Elbow joint biomechanics during ADL focusing on total elbow arthroplasty - a scoping review.

机构信息

Department of Orthopedic Surgery, University of Groningen, University Medical Center Groningen, Groningen, The Netherlands.

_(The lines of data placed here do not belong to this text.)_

PR #6498, opened 2023-03-28
Add multihop logging

mcleinman:
## Description

I was working a bug (https://mozilla-hub.atlassian.net/browse/VPN-4164) that I have a theory on - multihop is enabled. However, it doesn't seem like we log anything about multihop status. This fixes that moving forward.

## Reference

N/A

## Checklist
    
### DIFF
--- a/src/apps/vpn/controller.cpp
+++ b/src/apps/vpn/controller.cpp
@@ -331,6 +331,7 @@ void Controller::activateInternal(DNSPortPolicy dnsPort,
   // For single-hop connections, exclude the entry server
   if (!Feature::get(Feature::Feature_multiHop)->isSupported() ||
       !m_serverData.multihop()) {
+    logger.info() << "Activating single hop";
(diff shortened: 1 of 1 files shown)


Gela (approved):
Thanks! My only question is where it says "not in controller", is that right given that it is still coming from the controller code?

bakulf (approved):

mcleinman:
> Thanks! My only question is where it says "not in controller", is that right given that it is still coming from the controller code?

Thanks for that! When digging in this week, I learned that we do multihop in 2 different ways. Some platforms - like Linux - can do it directly through their VPN controller, but in most we manually do it by setting it up w/ the VPN servers (and it looks the same to the platform's VPN settings). But it is in the controller class, which is confusing - I (hopefully) just made it clearer in the log line that we're talking about the platform's controller.

Gela:
That makes sense, thanks for the explanation and updating the log message 💯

Department of Human Movement Sciences, University of Groningen, University Medical Center Groningen, Groningen, The Netherlands.

出版信息

BMC Musculoskelet Disord. 2023 Jan 18;24(1):42. doi: 10.1186/s12891-023-06149-8.

Abstract

BACKGROUND

Overloading is hypothesized to be one of the failure mechanisms following total elbow arthroplasty (TEA). It is unclear whether the current post-operative loading instruction is compliant with reported failure mechanisms. Aim is therefore to evaluate the elbow joint load during activities of daily living (ADL) and compare these loads with reported failure limits from retrieval and finite element studies.

METHODS

A scoping review of studies until 23 November 2021 investigating elbow joint load during ADL were identified by searching PubMed/Medline and Web of Science. Studies were eligible when: (1) reporting on the elbow joint load in native elbows or elbows with an elbow arthroplasty in adults; (2) full-text article was available.

RESULTS

Twenty-eight studies with a total of 256 participants were included. Methodological quality was low in 3, moderate in 22 and high in 3 studies. Studies were categorized as 1) close to the body and 2) further away from the body. Tasks were then subdivided into: 1) cyclic flexion/extension, 2) push-up, 3) reaching, 4) self-care, 5) work. Mean flexion-extension joint load was 17 Nm, mean varus-valgus joint load 9 Nm, mean pronation-supination joint load 8 Nm and mean bone-on-bone contact force 337 N.

CONCLUSION

The results of our scoping review give a first overview of the current knowledge on elbow joint loads during ADL. Surprisingly, the current literature is not sufficient to formulate a postoperative instruction for elbow joint loading, which is compliant with failure limits of the prosthesis. In addition, our current instruction does not appear to be evidence-based. Our recommendations offer a starting point to assist clinicians in providing informed decisions about post-operative instructions for their patients.

摘要

背景

超负荷被认为是全肘关节置换术后(TEA)失败的机制之一。目前的术后负荷指导是否符合报道的失效机制尚不清楚。因此,本研究旨在评估日常生活活动(ADL)中的肘关节负荷,并将这些负荷与检索和有限元研究中报道的失效极限进行比较。

方法

通过搜索 PubMed/Medline 和 Web of Science,对截至 2021 年 11 月 23 日的研究进行了范围综述,以调查 ADL 中肘关节的负荷。符合以下标准的研究纳入:(1)报告成人正常肘关节或肘关节置换术后肘关节的肘关节负荷;(2)可获得全文文章。

结果

共纳入 28 项研究,共计 256 名参与者。3 项研究的方法学质量较低,22 项研究的方法学质量中等,3 项研究的方法学质量较高。研究分为两类:1)靠近身体和 2)远离身体。任务进一步分为:1)屈伸循环,2)俯卧撑,3)伸手,4)自理,5)工作。平均屈伸关节负荷为 17 Nm,平均内外翻关节负荷为 9 Nm,平均旋前旋后关节负荷为 8 Nm,平均骨对骨接触力为 337 N。

结论

本综述的结果首次概述了目前关于 ADL 中肘关节负荷的知识。令人惊讶的是,目前的文献不足以制定符合假体失效极限的术后肘关节负荷指导。此外,我们目前的指导似乎没有证据支持。我们的建议为协助临床医生为其患者提供术后指导提供了一个起点。